The PCA is conducted within the pc_analysis file. For N = 1 up to 11 principal components, PCA is done such that the program reduces the 11 features to N dimensions. The performance of PCA is shown in the /neural_network_performance/ directory. The performance was measured by how much variance the PCA captured, and it is shown in the row labeled "Variance captured in PCA (%):". Because this data set was fairly small (only ~1e3 data points), the PCA for smaller N did not capture an acceptable amount of variance, so it was not particularly useful in later calculations, apart from a comprising a holistic look at PCA and its relevance to neural networks. This is to say that PCA was only useful when the 11 features were reduced to ~8 dimensions, which is not that much of a dimensionality reduction, typically the purpose of performing PCA.

Neural Networks

The training of neural networks is conducted within the nn file. It trains a 10-8-6-6-4-2 neural network on each PCA reduction as well as on all the raw data for each wine type, and finally on a 4-column simplification of raw data corresponding to sensory data for use in the GUI. It is important to mention here that a classification reduction was necessary, believed to be the result of the size of the data set. That is, classifying wine data into 10 bins (1-10 scale) was not very accurate. During initial attempts to do so, only 40-50% validation accuracy was achieved, which is little better than guessing. I believe this could be made more feasible with at least a 10-fold increase in the number of training data points. With that said, to make training meaningful, the scale was reduced to three possible classifications: "great," "good," and "bad." Wine quality >= 7 was considered "great,"" wine quality < 4 was "bad," with the remainder being "good." This led to a neural network validation accuracy of greater than 80%, which was acceptable for the scope of this project. In the training of the neural networks (26 in total), a training set comprised of 80% of the data with the balance as the test set was used. The performance of each neural network can be seen in the /neural_network_performance/ directory, where the status of the network after 10 training epochs is shown. The neural network models are stored in the /neural_network_models/ directory.

GUI

The GUI is created by the gui file. It creates a graphical user interface in which the user can enter 4 values between 0 and 1 corresponding to the amount of each sensory input listed. The user must also select a wine type: red or white. When the user clicks the "Predict!" button, the neural network model trained on those 4 features predicts the quality of a wine with those four attributes and shows the user the result in a new window.

Using this program

To conduct a new batch of PCA and neural network trainings, the user should open and run the "generate_models.py" module. The new output data will be stored in directories similarly named to the _performance and _models ones currently in the repository.
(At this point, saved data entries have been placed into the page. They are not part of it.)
PR #1119, opened 2023-09-30
Enable strict compiler warnings by default

sicherha:
I'm a fan of leveraging compiler warnings as a lightweight means of static code analysis. For instance, the bug fixed by commit 49f38828d1eec8cd37507792b83254f2c4d64b90 could have been detected and reported by GCC.

Obviously, there is a trade-off between the uncovering of real issues on the one hand and unhelpful warning spam on the other hand. This PR is meant to serve as a ground for discussions.

My personal preference is to go all the way and set `-Wall -Wextra` by default, then deal with the fallout in the following ways:
1. For all legitimate warnings, fix the code.
2. For dubious warnings that are sufficiently rare, massage the code to avoid them.
3. For excessive spam of a certain warning category, selectively disable that category (`-Wno-...`).

For the mold code base, setting `-Wall -Wextra` has had the following consequences (which are addressed by the three additional commits in this PR):
* Several unused parameters being identified. *- I have remove these parameters.*
* A bunch of additional 'unused parameter' warnings for methods whose interface cannot be changed. *- I have suppressed them by commenting-out their names.*
* Two warnings related to differing types in a ternary operator. *- I have suppressed them by adding explicit casts; the warnings per se seem uncritical.*

### DIFF
--- a/CMakeLists.txt
+++ b/CMakeLists.txt
@@ -64,9 +64,11 @@ if(NOT "${CMAKE_CXX_COMPILER_FRONTEND_VARIANT}" STREQUAL "MSVC")
     -fno-exceptions
     -fno-unwind-tables
     -fno-asynchronous-unwind-tables
+    -Wall
+    -Wextra
     -Wno-sign-compare
     -Wno-unused-function
-    -Wunused-variable
+    -Wno-unused-parameter
     -ggnu-pubnames)
 endif()
 
--- a/elf/arch-ppc64v1.cc
+++ b/elf/arch-ppc64v1.cc
@@ -521,7 +521,7 @@ struct OpdSymbol {
 };
 
 static Symbol<E> *
-get_opd_sym_at(Context<E> &ctx, std::span<OpdSymbol> syms, u64 offset) {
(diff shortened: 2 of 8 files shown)


rui314:
Enabling more compiler warnings are I think in a good direction, but I don't like to enable the unused parameter warning. It's too noisy for our code base and doesn't seem to provide a large value for us.

sicherha:
I have dropped the commit that out-comments unused parameters, and added `-Wno-unused-parameter` to the compile options instead.

rui314:
I also don't like to remove `ctx` parameters from functions even if it is necessary. `ctx` is essentially a global variable passed through all functions.

sicherha:
> I also don't like to remove `ctx` parameters from functions even if it is necessary. `ctx` is essentially a global variable passed through all functions.

All right. Do you also want to keep `ctx` for module-local (i.e. `static`) helper functions?

rui314:
It's a personal preference, and I think I'm okay in either way. I'll merge this. Thank you for doing this!

PR #1121, opened 2023-10-03
[ELF] Move main() and redo_main() into a separate compile unit.

ishitatsuyuki:
Despite the extern template items Clang 14 seems to insist on instantiating elf_main(), with the hilarious consequence of the function being duplicated quadratically to the number of archs.

Move this to a different CU so that the compiler cannot possibly instantiate it more than once. This significantly speeds up compilation related to main.cc.


ishitatsuyuki:
v2: Removed extern template items that are now redundant (the compiler cannot instantiate them anyway).

rui314:
Thanks!

PR #1136, opened 2023-10-26
Fix `aarch64_variant-pcs.sh` test on Linux

sicherha:
The test expects the output format given by `llvm-readelf`:
```
5: 0000000000010698     0 FUNC    GLOBAL DEFAULT [VARIANT_PCS]   13 foo
```

However, in GNU's `readelf` implementation the symbol name comes first:
```
5: 0000000000010698     0 FUNC    GLOBAL DEFAULT   13 foo  [VARIANT_PCS]
```

Replace the regular expression with two `grep` calls piped together to support both output formats.

### DIFF
--- a/test/elf/aarch64_variant-pcs.sh
+++ b/test/elf/aarch64_variant-pcs.sh
@@ -12,7 +12,7 @@ foo:
 EOF
 
 $CC -B. -shared -o $t/b.so $t/a.o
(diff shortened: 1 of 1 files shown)


rui314:
My readelf is `GNU readelf (GNU Binutils for Ubuntu) 2.38` so maybe they have changed the format at some point? Anyways LGTM.

PR #1147, opened 2023-11-14
Add `--trace-symbol` to the help message

Saldivarcher:
Noticed that this command line option was missing from the help message.


rui314:
Thanks!

PR #1154, opened 2023-11-22
mold-wrapper: also wrap posix_spawnp

andreas-schwab:
Fixes issue 1153.

Signed-off-by: Andreas Schwab <schwab@suse.de>


rui314:
Thanks!

PR #1161, opened 2023-12-05
Use fallocate when creating a new output

ishitatsuyuki:
Using ftruncate() creates holes inside files, that on first (write) page fault gets allocated an actual disk block.  There are several disadvantages with this:
- Allocating block one-by-one is slower than doing it all at once.
- As we write to the output in parallel the write order is not exactly sequential.  The allocated blocks can also be out-of-order and make the on-disk representation fragmented.

Instead, use posix_fallocate() which allocates a contiguous on-disk block (if possible).  It's arguably a better fit for linker output, since holes are unlikely to be present after writing all the output (any contiguous zeroes should just go into .bss).

I benchmarked this by linking mold with debug symbols.  On an 8-core desktop, it is 5% (1.0s -> 0.95s) faster, but on a 64-core workstation it is actually 40% slower (0.37s -> 0.52s).  The total amount of System time is reduced (6.7s -> 5.2s), however.  I suspect that the reduced page fault work ends up causing more lock contention.

Despite potential regression on high-core systems I still think this change is justified because of the better on-disk layout.

### DIFF
--- a/common/output-file-unix.h
+++ b/common/output-file-unix.h
@@ -14,6 +14,23 @@ inline u32 get_umask() {
   return orig_umask;
 }
 
+// Resize and allocate space for a file.
+// File size should be 0 before calling, as this function does not handle shrinking.
+template <typename Context>
+static bool
+allocate_file(Context &ctx, int fd, i64 filesize) {
+#if defined(__linux__)
+  if (fallocate(fd, 0, 0, filesize) == 0)
+    return true;
+#endif
+
+  if (ftruncate(fd, filesize) == -1) {
+    Fatal(ctx) << "ftruncate failed: " << errno_string();
+    return false;
+  }
+  return true;
+}
+
 template <typename Context>
 static std::pair<i64, char *>
 open_or_create_file(Context &ctx, std::string path, i64 filesize, i64 perm) {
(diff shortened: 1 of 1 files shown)


rui314:
The performance regression on the high core count machine is concerning as our focus is to speed up build time on such powerful machine. What if we consider an output file as 16 shards and call fallocate on each shard simultaneously from multiple threads?

Besides that, I believe we should use fallocate rather than posix_fallocate. As far as I know, posix_fallocate write to the entire file if fallocate is not supported by the underlying filesystem. If that happens, it'd be very slow.

ishitatsuyuki:
Actually, it seems the slowdown is from some regression between 2.3.3 and 2.4.0 (I benched against the system mold which turns out to be outdated). The `User` column has increased significantly for `.debug_*` sections. I'll debug this issue separately.

Interesting note about the fallback behavior.  Since `posix_fallocate` seems to be absent for macOS anyway, I'll make it so that we try `fallocate` first if it exists and succeed, and otherwise call `ftruncate`.

ishitatsuyuki:
Welp, after a clean rebuild I can't reproduce the slowness anymore. I probably messed up my build CFLAGS or something.

The good news is that performance is neutral after doing the benchmarking again (both around 0.36s, well within the margin of error).  I've removed the performance claims from the commit message.

rui314:
I believe we still need to call `ftruncate` before or after `fallocate` in case the existing file is larger than the new size. I'll make the change after merging this commit.

ishitatsuyuki:
The path for reusing an existing file is unchanged and still uses ftruncate directly.  But I guess using fallocate can make sense for it too.

rui314:
Ah, you are right. I missed that one.

PR #1170, opened 2023-12-31
Update README.md

mominul:
GCC doesn't accept a path as an argument to `-fuse-ld`. It errors out by
```
cc: error: unrecognized command-line option '-fuse-ld=/usr/bin/mold'
```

To review previously generated models and PCA, the user should peruse the files present in /neural_network_performance/ and /neural_network_models/ directories. These were included to demonstrate that the modules worked and produced meaningful output upon submission of this project.

To use the GUI, the user should open and run the "gui.py" module. From there, they can enter values and predict to their heart's content.